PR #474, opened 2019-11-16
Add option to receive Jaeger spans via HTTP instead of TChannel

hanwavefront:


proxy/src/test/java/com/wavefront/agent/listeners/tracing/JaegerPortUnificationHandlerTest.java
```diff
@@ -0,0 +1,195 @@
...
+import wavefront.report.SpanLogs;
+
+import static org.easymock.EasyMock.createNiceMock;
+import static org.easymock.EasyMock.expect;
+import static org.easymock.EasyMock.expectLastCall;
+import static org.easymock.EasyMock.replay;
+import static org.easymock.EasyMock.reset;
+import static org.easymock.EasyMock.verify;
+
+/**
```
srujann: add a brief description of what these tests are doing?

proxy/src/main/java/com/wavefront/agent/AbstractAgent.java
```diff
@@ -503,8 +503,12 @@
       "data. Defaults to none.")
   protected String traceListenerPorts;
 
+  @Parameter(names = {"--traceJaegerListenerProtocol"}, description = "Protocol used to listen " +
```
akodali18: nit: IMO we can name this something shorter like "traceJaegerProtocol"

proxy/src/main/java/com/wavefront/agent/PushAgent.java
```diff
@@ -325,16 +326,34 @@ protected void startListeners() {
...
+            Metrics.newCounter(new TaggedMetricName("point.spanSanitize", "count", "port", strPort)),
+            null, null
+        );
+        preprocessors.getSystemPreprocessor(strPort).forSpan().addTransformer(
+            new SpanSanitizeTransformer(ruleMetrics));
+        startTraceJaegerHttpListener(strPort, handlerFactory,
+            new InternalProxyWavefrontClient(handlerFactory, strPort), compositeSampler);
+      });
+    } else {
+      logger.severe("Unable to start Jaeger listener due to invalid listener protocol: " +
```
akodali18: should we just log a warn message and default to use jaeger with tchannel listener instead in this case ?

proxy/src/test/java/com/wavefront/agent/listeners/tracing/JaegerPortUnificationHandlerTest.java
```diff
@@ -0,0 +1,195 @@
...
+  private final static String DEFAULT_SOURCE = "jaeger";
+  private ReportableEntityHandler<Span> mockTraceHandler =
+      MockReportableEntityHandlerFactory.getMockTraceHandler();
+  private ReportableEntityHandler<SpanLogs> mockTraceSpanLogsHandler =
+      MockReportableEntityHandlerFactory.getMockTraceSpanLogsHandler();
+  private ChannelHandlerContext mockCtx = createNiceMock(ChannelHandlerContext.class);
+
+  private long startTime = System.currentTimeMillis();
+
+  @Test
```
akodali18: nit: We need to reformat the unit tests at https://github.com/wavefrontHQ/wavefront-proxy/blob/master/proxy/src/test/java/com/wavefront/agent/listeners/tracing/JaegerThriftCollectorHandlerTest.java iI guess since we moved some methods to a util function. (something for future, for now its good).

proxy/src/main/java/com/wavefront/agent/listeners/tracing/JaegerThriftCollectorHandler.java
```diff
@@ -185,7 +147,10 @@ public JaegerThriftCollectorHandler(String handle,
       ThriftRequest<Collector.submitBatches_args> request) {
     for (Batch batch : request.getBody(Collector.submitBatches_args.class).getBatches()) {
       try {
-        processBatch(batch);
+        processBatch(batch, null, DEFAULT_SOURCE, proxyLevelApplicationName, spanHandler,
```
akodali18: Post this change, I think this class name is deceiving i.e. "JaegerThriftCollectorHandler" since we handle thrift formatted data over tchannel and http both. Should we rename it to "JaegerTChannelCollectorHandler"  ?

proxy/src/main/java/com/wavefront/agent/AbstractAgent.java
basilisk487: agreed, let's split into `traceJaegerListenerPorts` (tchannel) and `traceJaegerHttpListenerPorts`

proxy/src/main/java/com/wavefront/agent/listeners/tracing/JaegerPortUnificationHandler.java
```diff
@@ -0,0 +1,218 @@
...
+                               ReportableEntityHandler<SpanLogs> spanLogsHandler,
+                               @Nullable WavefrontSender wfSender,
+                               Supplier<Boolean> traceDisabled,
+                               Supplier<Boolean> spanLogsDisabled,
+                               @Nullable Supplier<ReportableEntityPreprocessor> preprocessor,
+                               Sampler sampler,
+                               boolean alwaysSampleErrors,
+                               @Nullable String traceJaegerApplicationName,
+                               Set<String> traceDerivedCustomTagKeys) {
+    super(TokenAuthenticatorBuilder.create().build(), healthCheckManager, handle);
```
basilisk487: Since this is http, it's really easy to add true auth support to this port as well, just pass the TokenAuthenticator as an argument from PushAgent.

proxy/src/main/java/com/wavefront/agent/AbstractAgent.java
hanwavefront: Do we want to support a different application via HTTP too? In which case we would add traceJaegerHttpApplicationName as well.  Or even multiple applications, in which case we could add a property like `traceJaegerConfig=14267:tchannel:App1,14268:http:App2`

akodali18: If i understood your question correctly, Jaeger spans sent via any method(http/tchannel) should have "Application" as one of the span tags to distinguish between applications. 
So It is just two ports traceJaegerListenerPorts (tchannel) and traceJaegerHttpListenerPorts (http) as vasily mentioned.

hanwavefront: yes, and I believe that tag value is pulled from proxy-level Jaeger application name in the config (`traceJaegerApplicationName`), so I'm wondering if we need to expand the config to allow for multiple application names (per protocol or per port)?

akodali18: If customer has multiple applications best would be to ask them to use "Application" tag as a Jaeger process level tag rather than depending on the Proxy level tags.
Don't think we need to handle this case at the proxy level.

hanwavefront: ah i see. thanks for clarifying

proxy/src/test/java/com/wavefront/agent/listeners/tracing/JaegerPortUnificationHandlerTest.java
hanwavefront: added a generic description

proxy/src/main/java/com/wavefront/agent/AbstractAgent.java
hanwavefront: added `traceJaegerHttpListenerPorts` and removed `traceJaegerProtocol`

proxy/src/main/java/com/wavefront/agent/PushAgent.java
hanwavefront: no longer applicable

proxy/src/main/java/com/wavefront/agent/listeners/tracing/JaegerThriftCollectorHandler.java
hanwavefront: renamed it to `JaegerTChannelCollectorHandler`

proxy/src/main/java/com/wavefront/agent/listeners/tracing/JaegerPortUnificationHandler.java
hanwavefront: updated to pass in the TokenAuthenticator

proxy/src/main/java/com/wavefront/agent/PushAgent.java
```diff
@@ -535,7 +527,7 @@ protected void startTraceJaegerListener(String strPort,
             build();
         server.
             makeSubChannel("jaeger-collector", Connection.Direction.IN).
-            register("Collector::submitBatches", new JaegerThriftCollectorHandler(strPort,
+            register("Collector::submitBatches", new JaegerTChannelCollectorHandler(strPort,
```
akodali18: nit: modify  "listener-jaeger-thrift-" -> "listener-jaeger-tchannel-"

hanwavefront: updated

::::

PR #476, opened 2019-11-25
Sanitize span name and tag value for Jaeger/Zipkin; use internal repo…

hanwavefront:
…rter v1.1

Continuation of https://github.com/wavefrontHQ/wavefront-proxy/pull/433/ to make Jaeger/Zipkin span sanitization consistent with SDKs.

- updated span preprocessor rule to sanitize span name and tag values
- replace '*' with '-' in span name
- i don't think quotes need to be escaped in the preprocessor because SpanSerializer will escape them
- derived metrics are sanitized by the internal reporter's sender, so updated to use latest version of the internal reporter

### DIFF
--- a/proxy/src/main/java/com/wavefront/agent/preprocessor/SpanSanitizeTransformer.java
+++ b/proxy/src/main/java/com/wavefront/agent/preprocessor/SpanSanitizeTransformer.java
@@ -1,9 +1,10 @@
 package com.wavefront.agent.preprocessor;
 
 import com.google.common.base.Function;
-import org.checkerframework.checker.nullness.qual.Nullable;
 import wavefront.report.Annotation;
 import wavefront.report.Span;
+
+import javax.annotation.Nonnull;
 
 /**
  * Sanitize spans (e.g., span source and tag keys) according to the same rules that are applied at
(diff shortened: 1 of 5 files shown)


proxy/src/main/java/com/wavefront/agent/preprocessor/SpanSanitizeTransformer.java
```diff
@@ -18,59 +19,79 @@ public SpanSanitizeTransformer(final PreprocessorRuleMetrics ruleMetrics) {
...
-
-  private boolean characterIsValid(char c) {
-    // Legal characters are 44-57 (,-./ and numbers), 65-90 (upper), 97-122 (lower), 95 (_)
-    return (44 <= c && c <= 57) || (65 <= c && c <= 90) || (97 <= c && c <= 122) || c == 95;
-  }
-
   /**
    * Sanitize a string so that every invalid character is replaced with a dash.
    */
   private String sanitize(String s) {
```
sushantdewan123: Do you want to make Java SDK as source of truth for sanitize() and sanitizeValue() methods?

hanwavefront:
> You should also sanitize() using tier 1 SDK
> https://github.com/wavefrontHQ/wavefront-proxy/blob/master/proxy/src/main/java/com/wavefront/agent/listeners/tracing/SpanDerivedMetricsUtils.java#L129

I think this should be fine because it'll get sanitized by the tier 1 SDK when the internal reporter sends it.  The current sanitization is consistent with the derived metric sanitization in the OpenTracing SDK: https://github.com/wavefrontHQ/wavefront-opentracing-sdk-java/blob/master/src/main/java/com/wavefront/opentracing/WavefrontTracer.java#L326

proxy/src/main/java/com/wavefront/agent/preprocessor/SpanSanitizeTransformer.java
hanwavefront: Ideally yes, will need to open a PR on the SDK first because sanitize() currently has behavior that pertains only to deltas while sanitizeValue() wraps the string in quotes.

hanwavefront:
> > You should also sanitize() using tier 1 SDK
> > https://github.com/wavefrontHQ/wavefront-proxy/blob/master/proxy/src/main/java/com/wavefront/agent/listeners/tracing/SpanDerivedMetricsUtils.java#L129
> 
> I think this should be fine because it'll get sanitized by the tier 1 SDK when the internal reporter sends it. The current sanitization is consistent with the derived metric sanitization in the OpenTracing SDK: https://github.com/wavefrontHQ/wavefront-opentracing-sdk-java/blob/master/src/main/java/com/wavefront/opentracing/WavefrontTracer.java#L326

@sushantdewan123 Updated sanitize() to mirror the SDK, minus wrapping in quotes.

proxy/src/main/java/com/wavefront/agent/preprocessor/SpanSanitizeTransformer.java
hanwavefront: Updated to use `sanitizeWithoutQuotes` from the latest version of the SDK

::::

-- Problem to work on --
Find the line with "akodali18: If i" in the entries above. Retype it and each line after it, exactly, through the line with "hanwavefront: ah i see. thanks for clarifying", and stop there.

-- Written answer --
akodali18: If i understood your question correctly, Jaeger spans sent via any method(http/tchannel) should have "Application" as one of the span tags to distinguish between applications. 
So It is just two ports traceJaegerListenerPorts (tchannel) and traceJaegerHttpListenerPorts (http) as vasily mentioned.

hanwavefront: yes, and I believe that tag value is pulled from proxy-level Jaeger application name in the config (`traceJaegerApplicationName`), so I'm wondering if we need to expand the config to allow for multiple application names (per protocol or per port)?

akodali18: If customer has multiple applications best would be to ask them to use "Application" tag as a Jaeger process level tag rather than depending on the Proxy level tags.
Don't think we need to handle this case at the proxy level.

hanwavefront: ah i see. thanks for clarifying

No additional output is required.